# My new Lava Grey 2.0 TT!



## PJLarge (Mar 6, 2007)

You asked for photos as you don't have any of a Lava TT yet. Well, I picked mine up yesterday so here it is. The photos aren't great as the light was a little dull and it doesn't really show the colour up well at all. I'll take the DSLR out later and try and get some better shots (if the rain holds off...)

Enjoy!

Phil.


----------



## PaulManning (Nov 6, 2006)

Looks a lovely car, but as you say, given the light conditions at could realistically be mistaken for several colours, including black. I look forward to seeing the DSR shots in due course.


----------



## ttharv (Oct 7, 2006)

Thats really nice!

Is this a new colour as I can't see it on Audi's website?


----------



## Iceman (Jul 3, 2004)

Great color, it's not black and it's not grey.

Hans.


----------



## FinFerNan (Feb 28, 2007)

TBH I thought Lava TT Nah!

But that does look great, almost fluid, softer and more rounded.

Looking forward to seeing pictures which show off the colour better. 

Edit: Oh yes, I was thinking about an A3 a while ago, this was my colour choice for that (Had a Merc Coupe instead  )


----------



## Rebel (Feb 12, 2005)

That's a wonderful car, great combo with those wheels.
My A3 is also Lava-grey and i like the colour very much.
Congratiolations and enjoy it Phil !


----------



## Bryn (Feb 12, 2004)

FinFerNan said:


> But that does look great, almost fluid, softer and more rounded.


Thats just what I was thinking, it definitely suits the fluid lines and overall makes the car look much softer - very nice indeed [smiley=thumbsup.gif]


----------



## deason (Apr 6, 2007)

are those bi colour?


----------



## RichardM (Apr 18, 2007)

Is it a special order colour? It looks fantastic.


----------



## jam225 (Jun 24, 2003)

Very nice PJ 8)

Is that the Menai Bridge in the background ?


----------



## Reaperman (Nov 3, 2006)

deason said:


> are those bi colour?


Yep.....
suit the car in this instance... 8)


----------



## PJLarge (Mar 6, 2007)

jam225 said:


> Very nice PJ 8)
> 
> Is that the Menai Bridge in the background ?


Certainly is! I got the car from the Audi dealership just up the road.

Here are some pics I took this morning with the DSLR:


----------



## Rebel (Feb 12, 2005)

Looks ten times better than black. Great choice, and it would be my second choice. But i already got a Lava-grey A3.

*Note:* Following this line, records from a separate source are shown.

PR #730, opened 2017-10-10
fix PATH use

### LINKED ISSUE #663: Check if is needed to set PATH for processes
The following snipped is used in 6 places:
```
QProcessEnvironment env = QProcessEnvironment::systemEnvironment();
env.insert("PATH", env.value("PATH") );
Program->setProcessEnvironment(env);
```
It tries to set the environment of the calling process for the process to be executed.

Most (?) processes are started with an absolute path to the executables, this should not be needed.
Needs to be checked.

felix-salfelder:
PATH is en environment variable, lets not mess with it. fixes #663

### DIFF
--- a/qucs/qucs/dialogs/simmessage.cpp
+++ b/qucs/qucs/dialogs/simmessage.cpp
@@ -594,9 +594,6 @@ void SimMessage::startSimulator()
   QString sep(":");
 #endif
 
-  // append process PATH
-  // insert Qucs bin dir, so ASCO can find qucsator
-  env.insert("PATH", env.value("PATH") + sep + QucsSettings.BinDir );
   SimProcess.setProcessEnvironment(env);
 
   qDebug() << "Command :" << Program << Arguments.join(" ");
--- a/qucs/qucs/components/spicefile.cpp
+++ b/qucs/qucs/components/spicefile.cpp
@@ -390,7 +390,6 @@ bool SpiceFile::recreateSubNetlist(QString *SpiceFile, QString *FileName)
     }
 
     QProcessEnvironment env = QProcessEnvironment::systemEnvironment();
-    env.insert("PATH", env.value("PATH") );
     SpicePrep->setProcessEnvironment(env);
     SpicePrep->start(script.join(" "));
     //QucsHelp->setCommunication(0);
@@ -440,7 +439,6 @@ bool SpiceFile::recreateSubNetlist(QString *SpiceFile, QString *FileName)
   // startup SPICE conversion process
   QucsConv = new QProcess(this);
   QProcessEnvironment env = QProcessEnvironment::systemEnvironment();
-  env.insert("PATH", env.value("PATH") );
   QucsConv->setProcessEnvironment(env);
 
   qDebug() << "SpiceFile::recreateSubNetlist :Command:" << prog << com.join(" ");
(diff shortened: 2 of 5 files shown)


qucs/qucs/dialogs/simmessage.cpp
```diff
@@ -594,9 +594,6 @@ void SimMessage::startSimulator()
   QString sep(":");
 #endif
 
-  // append process PATH
-  // insert Qucs bin dir, so ASCO can find qucsator
-  env.insert("PATH", env.value("PATH") + sep + QucsSettings.BinDir );
   SimProcess.setProcessEnvironment(env);
```
in3otd: now `asco` cannot find `qucsator` anymore. What should be the Right Thing? I have several `qucs` versions installed, none is in the path and of course I need `asco` to run the `qucsator` associated with the Qucs version from which is started.

qucs/qucs/dialogs/simmessage.cpp
```diff
@@ -594,9 +594,6 @@ void SimMessage::startSimulator()
   QString sep(":");
 #endif
 
-  // append process PATH
-  // insert Qucs bin dir, so ASCO can find qucsator
-  env.insert("PATH", env.value("PATH") + sep + QucsSettings.BinDir );
```
in3otd: oh, I thought I added a comment but cannot see it anymore.

Now `asco` cannot find `qucsator` anymore. I have several versions of Qucs that I use in parallel, none is in the path. How can we make sure `asco` finds and run the right `qucsator`?

felix-salfelder:
i am assuming that the fix introduced here is the reason for the problem becoming visible.

here are four possible solutions
- install asco, so you can run it like
    $ asco
- set you path variable, so the above works. type `export PATH=/path/to/asco:$PATH`
- just run qucs with `PATH` set the way you need it
    $ PATH=/see/above:$PATH qucs
- set `QUCSATOR_ASCO` to `/full/path/to/asco` (check if that's implemented properly)

maybe there's something in qucssettings? (if so, better remove it for now)

felix-salfelder:
revisiting...
- what is telling asco to run `qucsator` rather than `/path/to/your/current/qucsator`?
- where is `env` initialized, and why is it not what you need/want?

in3otd:
- `asco` just calls `qucsator` using `system()` so it has to be in the `PATH` of its environment; as far as I know, there is no (other) way to tell `asco` to look for `qucsator` in a particular place.
- `env` comes from [here](https://github.com/felix-salfelder/qucs/blob/fe412f6136504ccaf4ff3c08b0e6190b97378fab/qucs/qucs/dialogs/simmessage.cpp#L365) and it's the environment of the Qucs GUI. IMHO, using `env` to tell `asco` where to find `qucsator` is what we need to do.

BTW, I think that the remaining lines like `setProcessEnvironment(env)` where `env` is an unmodified `QProcessEnvironment::systemEnvironment()` are redundant, as the called processes automatically get the same environment of the parent process.

felix-salfelder:
> so it has to be in the PATH of its environment

no, you could wrap asco in a script that hacks the environment accordingly. or just install qucsator, as a workaround.

> lines [..] are redundant.

true. thanks for spotting. i will take care of them in the next refactoring iteration, but anyone is invited `:)`

in3otd:
I don't understand the difference between wrapping `asco` in a script that hacks its environment and hacking its environment via the `QProcess()` used to call it, in both cases we just modify its local environment, or?

felix-salfelder:
the wrapper fixes asco invocation, the Qprocess hack messes with simulator invocation, no matter if asco is involved or not. and no matter whether the modification is required at all. in the end it's a random limitation outside of qucs, and there are several workarounds.

we will introduce an asco driver class (just for asco). maybe in the meantime, we could do

     // if(this_is_about_asco){ // BUG: not possible right now, move later
        env.insert("PATH", env.value("PATH") + sep + QucsSettings.BinDir ); // BUG: must point to qucsator (who cares?)
     // }

but that is equally wrong (see #663).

I don't like the "magic" colour's like Condor-grey or Avus-grey, etc...


----------



## PaulManning (Nov 6, 2006)

I don't like the "magic" colour's like Condor-grey or Avus-grey, etc...[/quote]

Out of interest, why "magic" colours?


----------



## murcie (Oct 29, 2006)

beautiful


----------



## kmpowell (May 6, 2002)

Rebel said:


> I don't like the "magic" colour's like Condor-grey or Avus-grey, etc...

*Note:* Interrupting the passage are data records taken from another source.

PR #731, opened 2017-10-10
rearrange libraries

felix-salfelder:
- backport from component cleanup (untested)
- one more library
- switch to shared private libraries
- use libtool

### DIFF
--- a/qucs/qucs/Makefile.am
+++ b/qucs/qucs/Makefile.am
@@ -75,16 +75,22 @@ nodist_libqucsschematic_la_SOURCES = $(MOCFILES)
 
 AM_CPPFLAGS = $(X11_INCLUDES) $(QT_INCLUDES) -I$(top_srcdir)/qucs-lib
 libqucsschematic_la_LDFLAGS = $(X11_LDFLAGS) $(QT_LDFLAGS)
-libqucsschematic_la_LIBADD = components/libcomponents.la diagrams/libdiagrams.la \
-  paintings/libpaintings.la dialogs/libdialogs.la \
+
+# TODO:
+# - parts must go to libqucs
+# - other parts need to be loaded at run time
+libqucsschematic_la_LIBADD = \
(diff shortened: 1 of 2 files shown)


felix-salfelder:
rebases. some parts are already in, such as libtool

felix-salfelder:
now i'm seeing these en/decode string missing symbols, but on appveyor. @guitorri do you remember how to get around these? is there an extra library i need to link to?

guitorri:
Try this:
https://github.com/Qucs/qucs/blob/develop/qucs-core/src/Makefile.am#L45-L46

felix-salfelder:
thanks. right direction.

i guess it's better to only clutter the global namespace with what we need. trying to figure that out.

what is the preferred way to check if this is built on win? i could only find `#ifdef _WIN32`, but that looks like 32 bit, no? background: platform.hpp uses `#ifdef MS_DLL`, but that's not in config.h.

in3otd:
FYI, https://msdn.microsoft.com/en-us/library/b0084kay.aspx :
*<b>_WIN32</b> Defined as 1 when the compilation target is 32-bit ARM, 64-bit ARM, x86, or x64. Otherwise, undefined.*

felix-salfelder:
@in3otd thanks. currently it checks whether `__MINGW32__` is defined, will consider to add `_WIN32`. good to know that `32` does not have any (relevant) meaning.

anyway, are there any differences to expect between mingw (what appveyor does) vs. m$visual compiler (the one you linked to)?

in3otd:
I think that `_WIN32` is always defined in Windows for the compilers we typically use.
[Here](http://nadeausoftware.com/articles/2012/01/c_c_tip_how_use_compiler_predefined_macros_detect_operating_system#WindowswithCygwinPOSIX) is a page with some details on which macros are defined when, not sure if it's up to date.

felix-salfelder:
doesn't do much. but it's ready. will do more in another PR.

Funny that, 'cos here is your response to people posting pictures of Avus MK2 TT's...



Rebel said:


> F***ing nice colour !





Rebel said:


> If you don't like silver than go for "Avus", one off the best colours to get.


:roll:

As for the Lava grey, that is one *VERY* nice colour you have there chap. It will bolster your used value well to.


----------



## Guest (Jun 3, 2007)

Rebel said:


> Looks ten times better than black. Great choice, and it would be my second choice. But i already got a Lava-grey A3.
> 
> I don't like the "magic" colour's like Condor-grey or Avus-grey, etc...


You need to buy a shoe horn> As Kev just pointed out, your foot is so regularly in your mouth.


----------



## Rebel (Feb 12, 2005)

PaulManning said:


> Out of interest, why "magic" colours?


I mean the colours who change continue during the light like condor grey

avus silver looks also great indeed, sorry
i ment the colour that can be orderd on the A3, which had a grey-purple look, does anybody knows the name...?

Duo, find a wife, maybe you calm down my friend


----------



## paulie1 (Mar 6, 2007)

Pictures dont do it justice,my old A3 was Lava Grey and it looks so much better in the flesh.
Got yourself a lovely looking TT there PJ


----------



## Rebel (Feb 12, 2005)

This was the colour i ment instead of Avus, it's called Akoya-silver.
I almost took that colour, but in the sun it looks purple...
That's why i choosed for lava-grey ...


----------



## Guest (Jun 3, 2007)

Rebel said:


> PaulManning said:
> 
> 
> > Out of interest, why "magic" colours?
> ...


Wtf would i wanna do that for?
So i'd end up like you?
I'll give that a miss thanks.

Especially for you.


----------



## Rebel (Feb 12, 2005)

Now i understand why you bought a car with bright white leather...... :lol:

I rest my case on this one...no comments ROFL


----------



## Guest (Jun 3, 2007)

Rebel said:


> Now i understand why you bought a car with bright white leather...... :lol:
> 
> I rest my case on this one...no comments ROFL


Yeah, your needs are greater than mine Rebel.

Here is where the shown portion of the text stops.